For microsurgical considerations, it is worth noting that valuable OCT scanning is only possible if the surgical trajectory exposes the pathology in an orthograde scanning angel. This general principle of microscope-integrated OCT is of particular significance during key hole surgery or other narrow approaches, e.g., to ramus communicans anterior aneurysms or supracerebellar infratentorial approaches to the pineal region.

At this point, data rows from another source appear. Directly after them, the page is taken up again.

PR #3448, opened 2023-08-07
[rubysrc2cpg] Array Entries With Newlines

DavidBakerEffendi:
This PR fixes new lines being interpreted as array initializer arguments and strips any trailing newlines from the string literal.


xavierpinho (approved):

DavidBakerEffendi:
@xavierpinho Looks like https://github.com/joernio/joern/pull/3447 may have caused the failure of the test here (i've rebased with master)

xavierpinho:
> @xavierpinho Looks like #3447 may have caused the failure of the test here (i've rebased with master)

@DavidBakerEffendi  Indeed, I forgot to include the leading/trailing separators in the rule for `%w` in #3447. This has been fixed in #3454, with the upside of not requiring any changes to AstCreator now.

DavidBakerEffendi:
@xavierpinho Following the fix in the last comment, I'm simply pushing the unit test to catch the case if this is ever re-introduced.

PR #3450, opened 2023-08-08
Steps.browse command: open `less` pager

mpollmeier:
similar to `browse()` from ammonite:
```
joern> new Steps(Iterator(1, 2, 3)).browse
```

### DIFF
--- a/semanticcpg/src/main/scala/io/shiftleft/semanticcpg/language/Steps.scala
+++ b/semanticcpg/src/main/scala/io/shiftleft/semanticcpg/language/Steps.scala
@@ -2,14 +2,14 @@ package io.shiftleft.semanticcpg.language
 
 import io.shiftleft.codepropertygraph.generated.nodes.{AbstractNode, NewNode, StoredNode}
 import org.json4s.native.Serialization.{write, writePretty}
-import org.json4s.{CustomSerializer, Extraction}
-import org.json4s.Formats
-import overflowdb.traversal._
+import org.json4s.{CustomSerializer, Extraction, Formats}
+import overflowdb.traversal.*
 import overflowdb.traversal.help.Doc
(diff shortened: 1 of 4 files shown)


maltek (approved):

semanticcpg/src/main/scala/io/shiftleft/semanticcpg/language/Steps.scala
```diff
@@ -50,6 +50,11 @@ class Steps[A](val traversal: Traversal[A]) extends AnyVal {
   def p(implicit show: Show[A] = Show.default): List[String] =
     traversal.toList.map(show.apply)
 
+  @Doc(info = "execute this traversal and show the pretty-printed results in `less`")
+  // uses scala-repl-pp's `#|^` operator which let's `less` inherit stdin and stdout
+  def browse(implicit show: Show[A] = Show.default): Unit =
+    traversal.map(show.apply) #|^ "less"
```
maltek, line 56: I think this will break on Windows :(

max-leuthaeuser: On Windows we have `more` available in the standard installation.

mpollmeier: It will, but this never worked on windows...
For reference, here's how ammonite did it: https://github.com/com-lihaoyi/Ammonite/blob/main/amm/repl/api/src/main/scala/ammonite/runtime/tools/Tools.scala#L218

That's not to say that it'd be nice if it did work on windows. I tried with `more` which apparently is available on most windows setups, but somehow the jvm doesn't find the command. Will give it another try later - if you have any additional ideas/thoughts, let me know

PR #3451, opened 2023-08-09
rubysrc2cpg: fix dataflows through constructor with blocks

tuxology:
Fixes issues where we were not able to get flows from the literal to `.new` arguments: 

```class Foo
  API_HOST = 'https://graph.facebook.com'

  private

  def bar(payload)
    Faraday.new(API_HOST) do |x|
     x
    end
  end
end
```


DavidBakerEffendi:
Closing as this is handled in the new frontend

PR #3456, opened 2023-08-09
rubysrc2cg: Fix for packing LHS with multiple RHS

rahul-privado:
Fix for case in which packing LHS is the rightmost AST. Code cleanup to avoid code duplication.

@xavierpinho


xavierpinho (changes requested):
Can you please add some unit-test(s) that check the synthetic call nodes (i.e. their structure)? I think that's important to have to make sure future refactorings don't break any assumptions introduced here

rahul-privado:
> Can you please add some unit-test(s) that check the synthetic call nodes (i.e. their structure)? I think that's important to have to make sure future refactorings don't break any assumptions introduced here

Done

xavierpinho (approved):

PR #3457, opened 2023-08-09
Reduce javasrc2cpg memory usage by removing unused method bodies and tokens from resolved types

johannescoetzee:
# Main changes

## File parsing
It changes how java source files are read. Instead of pre-parsing all source files and using the resulting JavaParser compilation units for both the type solver and AstCreator, only the source filenames are now shared and files are parsed separately for AstCreation and type solving. This means that files will be parsed twice, but this is necessary for (2) and cleans up the file handling logic a lot through the new `SourceParser` class.
## Type size reduction
Method bodies are removed from the type declarations contained in JavaParser resolved types and parser tokens are not kept when parsing files for type information. These tokens are necessary for ast creation since they're used to find location information, but are not used for finding type names. These tokens were a very large contributor to the overall type cache memory use, so not storing them explains the largest portion of the memory savings from this PR.


joern-cli/frontends/javasrc2cpg/src/main/scala/io/joern/javasrc2cpg/passes/AstCreator.scala
```diff
@@ -1898,7 +1898,7 @@ class AstCreator(filename: String, javaParserAst: CompilationUnit, global: Globa
       // it shouldn't cause issues since resolvedType is only used where the extra type
       // information not available in typeName is necessary.
       val typeName     = expressionReturnTypeFullName(value)
-      val resolvedType = Try(value.calculateResolvedType()).toOption
+      val resolvedType = tryWithSafeStackOverflow(value.calculateResolvedType()).toOption
```
johannescoetzee, line 1901: I found these new stack overflows while working on this change, but it seems unrelated (and is rather a consequence of switching to the JdkJarTypeSolver). Figuring out why these occur and fixing them is a TODO, but I included the patch in here as a temporary remedy.

ml86 (approved):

Integration of OCT in endoscopy could aid surgeries with no access for real-time imaging methods like sonography. In case of hypophyseal surgery, OCT might define concealed hypophyseal arteries, cavernous sinus walls, and inlying structures as well as tumor and hypophyseal tissue to extend resection while lowering perioperative morbidity.

Combinations of OCT and minimal invasive needle devices seem to hold promise in tumor surgery. Biopsy needles with integrated forward and lateral viewing probes could lower perioperative morbidity by securing blood vessels and functional relevant brain structures as well as control biopsy positioning. Combination of OCT and laser ablation further offers the possibility to perform “optic biopsies” and adapt the coagulation process in real time. In the emerging field of minimal invasive surgery, these systems might gain further relevance.

OCT offers unprecedented quality to delineate the microstructural composition of vessel walls and their pathologies. In aneurysm surgery, OCT of the neck of the aneurysm could help to aid clip placement in relation to intravascular arteriosclerosis, thrombosis, aneurysm wall thickness, and vessel wall calcifications—characteristics and pathologies which were concealed so far. In case of bypass surgery OCT would be an imaging method which could aid to determine optimal site of bypass in correlation to vessel wall pathologies.

Neuroscientific advancements like diffusion-dependent OCT for functional brain imaging have not yet found clinical applications. Brain pulsation and vessel artifacts as well as intermodality validation with hemodynamic and electrophysiological measurements still inhibit clinical transfer [32].

Spatial resolution of polarization-sensitive OCT lays yet beyond the scope of manual microsurgery. If robotic surgery further develops, OCT might gain novel importance as a real-time distance measuring tool.